Observing greater average MIC values in women compared to men could be related to the factors affecting the local and systemic immunity. Recently, British scientists in Cambridge University have found micro-RNAs on the X-chromosomes being silent in the healthy situations and active during infection and neoplasia. This fact has also been supported by Belgian and Canadian scientists (23–25). In autoimmune disorders like Sjogren’s syndrome, these micro-RNAs can't
be as useful as they must be and weakens the systemic defense which may describe the risen
average MIC. In a study in China, researchers found greater values of DMFT, trauma from occlusion and wearing in women than men which reveals the weaker local immunity in women compared to men (26).
In the current study, SA was isolated from 30 patients (48%) which was more similar to the Jackson study (with 56%) than to Smith’s (with 60%). It may be because of similarity in the manner of sampling (applying paper point instead of the swap). Sampling by swab on mucosa can involve to the orifice and remove bacteria more effectively than sampling by paper point. According to Smith et al. (27) SA can be isolated from 20% of healthy adults which is similar to Jackson et al. study (28) with the rate of isolation about 24% in adults, 36% in elderly patients and 56% in RA patients. This isolation would be greater in infants, elderly patients, RA and Sjogren’s patients and blood dyscrasias. Again in Smith study, SA isolation was about 23–48% in denture patients and 63% in denture patients with angular cheilitis. SA is classified to MSSA (Methicillin Sensitive Staph Aureus) and MRSA (Methicillin Resistant Staph Aureus). According to Smith (27) the MSSA varies between the regions being sampled from. For example, sampling with the swap from parotid duct in comparison with other regions of the mouth (tongue, buccal mucosa, floor of the mouth, and saliva) showed less isolated MRSA. Resistance was reported in only 3% of the patients, and about 97% of the patients were MSSA. The MRSA prevalence was mostly related to age, hospitalization and missing teeth. The result of this study was similar to ours.

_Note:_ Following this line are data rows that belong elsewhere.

PR #196, opened 2021-08-27
Add error check for pmf file, add turbinflow files and test code

drummerdoc:
The test code reads a turbulence file and uses it to initialize a MultiFab and write it as a plot file.  If run without specifying the turb_dir, it will create a "turbulence" file first (actually, just a simple 3-component field), write it in the correct format, then read that file and create the output.  Thus, the test demonstrates how to create the data file expected by the turbinflow code, and then how to set up the interpolation stuff to read it and initialize data with it.  This commit adds turbinflow.{H,cpp} to the PeleC build (always).  I also added an unrelated error check to ensure the pmf datafile is properly opened.

### DIFF
--- a/Utility/turbinflow.H
+++ b/Utility/turbinflow.H
@@ -1,0 +1,64 @@
+#ifndef _turbinflow_H_
+#define _turbinflow_H_
+
+#include <AMReX_FArrayBox.H>
+#include <AMReX_GpuMemory.H>
+#include <AMReX_Geometry.H>
+
+struct TurbParmHost
+{
+  amrex::Gpu::DeviceVector<long> offset_dv;
+  std::string turb_file = "";
+};
+
+struct TurbParm
+{
+  amrex::GpuArray<int, AMREX_SPACEDIM> npboxcells = {{0}};
+  amrex::GpuArray<amrex::Real, AMREX_SPACEDIM> pboxlo = {{0.0}};
+  amrex::GpuArray<amrex::Real, AMREX_SPACEDIM> dx = {{0.0}};
+  amrex::GpuArray<amrex::Real, AMREX_SPACEDIM> dxinv = {{0.0}};
+  amrex::GpuArray<amrex::Real, AMREX_SPACEDIM> pboxsize = {{0.0}};
+
+  int nplane = 32;
+  amrex::FArrayBox* sdata = nullptr;
+  amrex::Real szlo = 0.0;
+  amrex::Real szhi = 0.0;
+  bool isswirltype = false;
+  amrex::Real turb_scale_loc = 1.;
+  amrex::Real turb_scale_vel = 1.;
+  amrex::Real turb_conv_vel = 1.;
+  bool turbinflow_initialized = false;
+  bool turbinflow_planes_initialized = false;
+  int kmax;
+  long* offset;
+  long offset_size;
+  TurbParmHost* tph = nullptr;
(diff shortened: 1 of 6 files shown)


Utility/turbinflow.H
```diff
@@ -0,0 +1,64 @@
...
+struct TurbParm
+{
+  amrex::GpuArray<int, AMREX_SPACEDIM> npboxcells = {{0}};
+  amrex::GpuArray<amrex::Real, AMREX_SPACEDIM> pboxlo = {{0.0}};
+  amrex::GpuArray<amrex::Real, AMREX_SPACEDIM> dx = {{0.0}};
+  amrex::GpuArray<amrex::Real, AMREX_SPACEDIM> dxinv = {{0.0}};
+  amrex::GpuArray<amrex::Real, AMREX_SPACEDIM> pboxsize = {{0.0}};
+
+  int nplane = 32;
+  amrex::FArrayBox* sdata = nullptr;
```
marchdf, line 23: Can we `unique_ptr` this so we don't have to worry about issues of deleting, etc?

Utility/turbinflow.H
```diff
@@ -0,0 +1,64 @@
...
+  bool isswirltype = false;
+  amrex::Real turb_scale_loc = 1.;
+  amrex::Real turb_scale_vel = 1.;
+  amrex::Real turb_conv_vel = 1.;
+  bool turbinflow_initialized = false;
+  bool turbinflow_planes_initialized = false;
+  int kmax;
+  long* offset;
+  long offset_size;
+  TurbParmHost* tph = nullptr;
```
marchdf, line 35: same here

Utility/turbinflow.H
```diff
@@ -0,0 +1,64 @@
...
+  amrex::Real szlo = 0.0;
+  amrex::Real szhi = 0.0;
+  bool isswirltype = false;
+  amrex::Real turb_scale_loc = 1.;
+  amrex::Real turb_scale_vel = 1.;
+  amrex::Real turb_conv_vel = 1.;
+  bool turbinflow_initialized = false;
+  bool turbinflow_planes_initialized = false;
+  int kmax;
+  long* offset;
```
marchdf, line 33: unique_ptr?

marchdf (approved):
Looks good. I am just suggesting we remove raw pointers and replace with `unique_ptr` since that is more modern and recommended. Otherwise we have to worry about memory leaks.

Utility/turbinflow.H
drummerdoc: Good point

Utility/turbinflow.H
drummerdoc: This one too.

Utility/turbinflow.H
drummerdoc: Not this one...never allocated. I wonder if there is a safer/cleaner what to point to the offsets.

marchdf: oh I see. hmmmm good question...

drummerdoc: Oh wait, offset is indeed an array of longs, where the long is a seek position.  So offset can be wrapped as well.

esclapez:
@drummerdoc Can we drop this PR ? I think it is obsolete now.

esclapez:
Closing this PR now, it is obsolete.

In a review study of Turnige et al. (20), from the studies of Fong et al.(29) and Regamey et al.(30), it has been concluded that the Cephalosporins have a variable stability in front of Beta-lactamase which relates to its chemical constructions.
According to the Steckleberg et al. (31) and Carrizosa et al. (32), Cephalothin and Cephazolin were less effective in rabbit models with endocarditis. Glinka et al. (33), Vouillamoz et al. (34) and Chambers et al. (35), have concluded that the first-generation Cephalosporins are more effective than second and third-generations. None of the Cephalosporins except Cefamandole, Cefuroxime and cefaclor, are effective against SA, but it is obvious that all Cephalosporins can make primary coverage against it. Beta-lactamase Resistant Penicillins (Dicloxacillin, Nafcillin, Oxacillin and Flucloxacillin) are different from each other but this difference is not significant, and their average MIC has been calculated between 0.125 and 0.5.